*** Opening Available data ***

PR #30397, opened 2026-08-12
[front] feat: resolve app-relative pod function references in the Frame host

davidebbo:
## Why

Groundwork for cloning and renaming Pod apps. A Frame addresses its functions by a fully qualified `<podId>/<slug>`, and the slug carries the app prefix — so a copied app's Frame keeps calling the **original** app's functions, and therefore reads and writes the original's data.

Renaming an app has the same root cause. Fixing it once unblocks both.

## What changes

A second reference form — a bare `<name>` with no `/`, resolved against the app folder the calling Frame lives in:

```tsx
usePodFunction("list-notes", { threadId })        // relative: resolves within this app
usePodFunction(`${podId}/tasklist__list-notes`)   // absolute: unchanged
```

`list-notes` inside `pod-x/TaskList/TaskList.tsx` means `pod-x/tasklist__list-notes`, so the same source follows whichever app it ends up in. Copying an app then needs no Frame edit at all.

The two forms are unambiguous by construction: absolute always contains `/`, relative never does. A prefixed-but-podless `tasklist__add-task` is deliberately **not** relative — dropping the prefix is the point, and a third form would just be another thing to reason about.

## "Only frames in apps", for free

The scope falls out of the Frame's own path, so nothing needs an allowlist:

| Frame | Scope | Bare references |
|---|---|---|
| In an app folder (`pod-x/TaskList/TaskList.tsx`) | derived from its path | resolve |
| At the Pod root | none | refused, `not_supported` |
| In a conversation, not from a Pod | none | refused, `not_supported` |

**Every host that can render a Pod app Frame passes `framePath`**, which took three different answers:

- `PodFrameSheet`, `PodFrameTabContent`, `PodPinnedBanner` — already hold the path.
- `FrameRenderer` (conversation side panel) — already computed a `framePath` from the pod file listing and simply never passed it on.
- `PublicFrameRenderer` (`/share/frame/<token>`) — had nothing to derive from, since the public response returns a `FileType` carrying neither a path nor `useCaseMetadata`. The response now includes the Frame's scoped path.

`VisualizationBlock` and the blocked-action cards pass nothing and behave exactly as before.

### The shared-Frame case is easy to get wrong

A shared Frame *does* live in an app folder — only the host was ignorant of it. Getting this wrong is not a subtle degradation: the Frame throws `SandboxFunctionCallError` on its first call, so an app works from the Apps tab and breaks the moment it is shared, which is exactly when it has an audience.

The new `framePath` field is **withheld from viewers who cannot read the Pod**. They cannot invoke a pod function anyway, so sending it would hand out the Pod's layout for nothing — and note that with relative references the Frame's source no longer contains the pod id, so this keeps that closed rather than reopening it. Additive and optional on a public endpoint, per BACK12.

## Rollout order is load-bearing

1. **front** (this PR) — host resolution and the shared normalizer. Inert.
2. **viz** — widen `POD_FUNCTION_REFERENCE_REGEX`, pass the bare form through.
3. **skill** — teach the agent to use relative references inside an app folder, and bump the version. This is what turns adoption on, so it gates everything behind both halves being live.

## Risk

Low. Purely additive: with no `framePath` the resolver returns absolute references untouched, which is every existing call site. Nothing emits the relative form until steps 2 and 3 land.

## Tests

Two functional tests on the share endpoint: the scoped path is returned to a viewer who can read the Pod, and withheld from an external granted viewer who cannot.

16 unit tests on the contract: scope derivation (app folder, nested Frame, Pod root, conversation, unnormalizable folder), resolution (bare expansion, absolute pass-through with and without scope, refusal without scope, refusal of malformed references), the prefix agreement with publish, and the viz-grammar dependency above. Existing suite green: 93 tests across `types/api`, `lib/api/sandbox_functions/slug` and `lib/api/projects`. All three workspaces typecheck.

### DIFF
--- a/front-api/routes/v1/public/frames/[token]/index.test.ts
+++ b/front-api/routes/v1/public/frames/[token]/index.test.ts
@@ -10,6 +10,7 @@ import type { UserResource } from "@app/lib/resources/user_resource";
 import { FileFactory } from "@app/tests/utils/FileFactory";
 import { createResourceTest } from "@app/tests/utils/generic_resource_tests";
 import { MembershipFactory } from "@app/tests/utils/MembershipFactory";
+import { SpaceFactory } from "@app/tests/utils/SpaceFactory";
 import { UserFactory } from "@app/tests/utils/UserFactory";
 import type { FileShareScope } from "@app/types/files";
 import { frameContentType } from "@app/types/files";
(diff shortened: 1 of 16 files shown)


fontanierh (approved):
nice, LGTM

PR #31081, opened 2026-08-25
fix: reject creation of restricted internal MCP servers

adrsimon:
## Description

`createInternalMCPServer` checks that the posted name is a known internal server and stops there. It never evaluates `isRestricted`, so any workspace admin can install a flag-gated or plan-gated server by posting its name to `/api/w/:wId/mcp`. The only thing that normally keeps those servers out of reach is the "add a tool" dialog in the space administration, which filters on `isRestricted` as it renders. It's just a display filter, not an auth check.

This moves the check onto the create path. `isRestrictedForWorkspace` now gate the input to the actual accessible list of servers to the workspace (feature flags, deep dive, workspace analytics, plan).

## Tests

None

## Risk

Workspaces already running a restricted server are unaffected, since this only touches creation.

## Deploy Plan

Deploy front.

### DIFF
--- a/front/lib/api/mcp/servers.ts
+++ b/front/lib/api/mcp/servers.ts
@@ -280,6 +280,15 @@ export async function createInternalMCPServer(
     return new Err(new Error("Invalid internal MCP server name"));
   }
 
+  const isRestricted =
+    await InternalMCPServerInMemoryResource.isRestrictedForWorkspace(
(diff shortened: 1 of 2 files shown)


aubin-tchoi (approved):
LGTM

spolu (approved):

PR #31087, opened 2026-08-25
[front] use consumption ES index for agents export

avervaet:
## Description

The agents table in the analytics export panel still read from the old, message-level Elasticsearch index, while the rest of the consumption dashboard (top agents, timeseries, etc.) already reads from the newer consumption index. This moves the agents export over too, for both places it's produced: the dedicated agents-export endpoint and the `agents` table of the combined export endpoint.

Because the consumption index stores data at a finer grain (per LLM step / tool call rather than per message), the metrics are now computed with distinct-count aggregations instead of raw document counts, mirroring how the rest of the consumption dashboard already does it.

## Tests

- Updated the existing agents-export test to the new data source.
- Added a regression test for the combined export endpoint's `agents` table, covering a bug caught in review where its date range excluded the last day of the period.
- Confirmed the neighboring export-endpoint test suite (which doesn't touch Elasticsearch directly) still passes.

## Risk

Low - The other tables in the same export panel still read from the old index, so the panel now sources different tables from different indices. Not expected to cause visible discrepancies, but worth knowing if reconciling numbers across CSVs.

## Deploy Plan

- Deploy front

### DIFF
--- a/front-api/routes/w/[wId]/analytics/agents-export.ts
+++ b/front-api/routes/w/[wId]/analytics/agents-export.ts
@@ -4,8 +4,9 @@ import {
   fetchAgentExportRows,
   toAgentExportCsvRow,
 } from "@app/lib/api/analytics/agents_export";
+import { resolveConsumptionPeriod } from "@app/lib/api/analytics/consumption/period";
+import { buildConsumptionScopeQuery } from "@app/lib/api/analytics/consumption/scope";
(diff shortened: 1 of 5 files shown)


avervaet:

- #31087 ◀

aubin-tchoi (approved):
LGTM assuming we backfilled for the entire selectable period

PR #31091, opened 2026-08-25
Add Shopify OAuth provider

spolu:
## Description

- Add Shopify as a first-class OAuth provider in front and core.
- Validate permanent myshopify.com store domains and Shopify callback HMAC signatures.
- Request the app-configured read_all_orders, read_customers, read_orders, and read_products scopes in the authorization URL.
- Exchange authorization codes for expiring offline tokens, refresh access tokens, preserve granted scope metadata, and scrub tokens from stored raw responses.

## Tests

- 8 focused front OAuth tests passed.
- 2 Shopify core provider tests passed.
- Shopify OAuth flow completed locally using front-spa on port 10011 and front-api on port 10000.

## Risk

Medium. This adds a new external OAuth and token-refresh path, but no Shopify MCP server or tools are enabled by this PR.

## Deploy Plan

- Configure OAUTH_SHOPIFY_CLIENT_ID and OAUTH_SHOPIFY_CLIENT_SECRET for front/front-api and the core OAuth service.
- Deploy the core OAuth service.
- Deploy front and front-api.


Fraggle (approved):
LGTM but same question as I asked the last person doing a first class oauth. Do we really need one (instead of using mcp / mcp_static ?)

Asking to have less code mainly.

spolu:
@Fraggle wanted to ask you that because I'm not super familiar. What is sure is that this is not an MCP server at all, their app setup is quite weird. The one thing is the custom domain to use. But may that could fly with the default mcp version? I have no clue?

Fraggle:
I assume you are talking about [this](https://github.com/dust-tt/dust/pull/31091/changes#diff-2db9471b5592c5be34d9e601e16f0514785e208cc842ef89b3507ab00aee12feR74) ?

After checking it's indeed non standard therefor I think it warrant a custom oauth implementation or some way to customize it to add the hmac verification and building the dynamic redirect url (but we dont want to do that).

For completeness, mcp_static (or mcp, the distinction is useless from the oauth service POV) is really just a generic oauth implementation, likely more and more complete as our users add remote mcp servers. We could (and i thiiink we do) use it for any oauth server that is not "special" (like github or shopify).

spolu:
Very clear 👍

spolu:
Note on HMAC validation, quite desirable since the URL is user provided (and validated of course) so it's desirable defence in depth.

spolu:
Secrets updated on both front and oauth

PR #31095, opened 2026-08-25
[front] use consumption ES index for users export

avervaet:
## Description

Same move as the agents export ([#31087](https://github.com/dust-tt/dust/pull/31087)), applied to the users table: it read from the old, message-level Elasticsearch index while the rest of the consumption dashboard already reads from the newer consumption index. This switches the users export over too, for both places it's produced: the dedicated users-export endpoint and the `users` table of the combined export endpoint.

Same reasoning as before: the consumption index stores data at a finer grain, so metrics are computed with distinct-count aggregations rather than raw document counts.

## Tests

- Updated the existing users-export test to the new data source.
- Added a regression test for the combined export endpoint's `users` table, covering the same date-range bug class caught in the agents PR.
- Confirmed the neighboring export-endpoint test suites (100 tests across `front-api/routes/.../analytics`) still pass.

## Risk

- Same as the agents PR: other tables in the export panel still read from the old index, so the panel now sources different tables from different indices.

## Deploy Plan

Standard deploy, no migration or feature flag needed. Stacked on top of #31087.

### DIFF
--- a/front/lib/api/analytics/users_export.ts
+++ b/front/lib/api/analytics/users_export.ts
@@ -1,4 +1,15 @@
-import { bucketsToArray, searchAnalytics } from "@app/lib/api/elasticsearch";
+import {
+  COMPLETED_AT_FIELD,
+  CONSUMPTION_DIMENSION_FIELDS,
+  CREDIT_MICRO_FIELD,
+  MAX_EXPORT_TERMS_SIZE,
+  uniqueMessagesCardinalityAgg,
+} from "@app/lib/api/analytics/consumption/scope";
+import {
+  bucketsToArray,
+  searchConsumptionAnalytics,
+} from "@app/lib/api/elasticsearch";
+import { microCreditsToCredits } from "@app/lib/credits/units";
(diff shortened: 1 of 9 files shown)


avervaet:

- #31087
    - #31095 ◀
        - #31097
            - #31098

aubin-tchoi (approved):
LGTM

front/lib/api/analytics/users_export.ts
```diff
@@ -73,21 +84,19 @@ export async function fetchUserExportRows({
     {
       aggregations: {
         by_user: {
-          terms: { field: "user_id", size: 10000 },
+          terms: { field: CONSUMPTION_DIMENSION_FIELDS.user, size: 10000 },
```
aubin-tchoi: nit: magic variable

avervaet: Fixed — extracted `MAX_EXPORT_TERMS_SIZE` in consumption/scope.ts.

PR #31098, opened 2026-08-25
[front] use consumption ES index for source export

avervaet:
## Description

Continuing the move started in #31087, #31095 and #31097: the message-source table in the analytics export panel read from the old, message-level Elasticsearch index while the rest of the consumption dashboard already reads from the newer consumption index. This switches it over too, for both places it's produced: the dedicated source-export endpoint and the `source` table of the combined export endpoint.

Same reasoning as the earlier PRs: the consumption index stores data at a finer grain, so the per-day message count is computed with a distinct-count aggregation rather than a raw document count. The origin values themselves (the raw, unmerged ones, e.g. "slack" vs "slack_workflow" as separate rows) are preserved exactly as before.

## Tests

- Added a regression test for the combined export endpoint's `source` table, covering the same date-range and count-dedup bug classes caught in the earlier PRs.
- Confirmed the neighboring export-endpoint test suites still pass, including the untouched `contextOriginFilter` tests for the sibling function that still reads from the old index.

## Risk

- Same as the earlier PRs: other tables in the export panel still read from the old index, so the panel now sources different tables from different indices.

## Deploy Plan

Standard deploy, no migration or feature flag needed. Stacked on top of #31097.

### DIFF
--- a/front-api/routes/w/[wId]/analytics/agents-export.ts
+++ b/front-api/routes/w/[wId]/analytics/agents-export.ts
@@ -4,8 +4,7 @@ import {
   fetchAgentExportRows,
   toAgentExportCsvRow,
 } from "@app/lib/api/analytics/agents_export";
-import { resolveConsumptionPeriod } from "@app/lib/api/analytics/consumption/period";
-import { buildConsumptionScopeQuery } from "@app/lib/api/analytics/consumption/scope";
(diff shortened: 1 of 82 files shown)


avervaet:

- #31087
    - #31095
        - #31097
            - #31098 ◀

aubin-tchoi (approved):
LGTM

*** Closing Available data ***

◆ **Problem details**: A copy of each line above that holds the word "regression" is the expected answer.

◆ **Solution**:
- Added a regression test for the combined export endpoint's `agents` table, covering a bug caught in review where its date range excluded the last day of the period.
- Added a regression test for the combined export endpoint's `users` table, covering the same date-range bug class caught in the agents PR.
- Added a regression test for the combined export endpoint's `source` table, covering the same date-range and count-dedup bug classes caught in the earlier PRs.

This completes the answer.